A second sample was collected in 1950 from New Zealand’s White Bay but was kept in a university’s museum for decades without being identified — until van Herden stumbled upon it by accident. Another skull was discovered in Robinson Crusoe Island off Chile by scientists who, unaware of the two New Zealand samples, determined in 1995 that their skull belonged to a new species.

Van Herden and his team used DNA testing to determine that all three samples belonged to the same species, and “resurrected” the spade-toothed whale in 2002, he said. In 2010, a mother and calf washed ashore in New Zealand — the first intact specimens known to scientists — but were misidentified and buried before they could be examined. Still, they allowed scientists to begin to describe the whale’s appearance for the first time. Another stranding in New Zealand in 2017 helped solidify that description.

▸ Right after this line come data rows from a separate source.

PR #221, opened 2023-04-03
Added "weaver purge" command.

mwhittaker:
## Example

```console
$ weaver multi purge
WARNING: You are about to delete the following directories used to store logs
and data for local Service Weaver applications. This data will be deleted
immediately and irrevocably. Are you sure you want to proceed?

    - /tmp/serviceweaver/logs/weaver-multi
    - /usr/local/google/home/mwhittaker/.local/share/serviceweaver/multi_registry

Enter (y)es to continue: y

Deleting /tmp/serviceweaver/logs/weaver-multi... ✅
Deleting /usr/local/google/home/mwhittaker/.local/share/serviceweaver/multi_registry... ✅
```

## Overview

This PR introduces `weaver single purge` and `weaver multi purge` commands that delete all logs and data produced by locally run Service Weaver applications. In the future, we may also want to kill lingering processes. For example, we could kill the gke-local controller and distributors.

## Motivation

Before they can dissect the frozen whale carcass, scientists will have to hold discussions with the local Indigenous Maori people, who regard whales as sacred.

These talks will likely take a long time because of the whale’s rarity, a statement from the department of conservation said.

Earlier this year, indigenous leaders in New Zealand, Tahiti and the Cook Islands signed a treaty that recognised whales as legal persons.

If scientists are able to dissect the carcass, that could shed more light on their biology and how they differ from other beaked whales, Van Herden said.

The contents of its stomach could provide information on their diets and which
parts of the ocean they live
in.

“There’s a world of possibilities in terms of what we can uncover,” Van Herden said.